From the records that follow, copy every line that contains the word "detectors".

(Stored data)
══════════

PR #4084, opened 2025-04-23
[Fix] Added Prefix In Dockerhub Detector Regex

nabeelalam:
### Description:
The Dockerhub detector was missing a prefix check in its regex, this PR adds prefix checks in both Dockerhub detectors

### Checklist:


pkg/detectors/dockerhub/v2/dockerhub.go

══════════

- [Exercise answer]
The Dockerhub detector was missing a prefix check in its regex, this PR adds prefix checks in both Dockerhub detectors
pkg/detectors/dockerhub/v2/dockerhub.go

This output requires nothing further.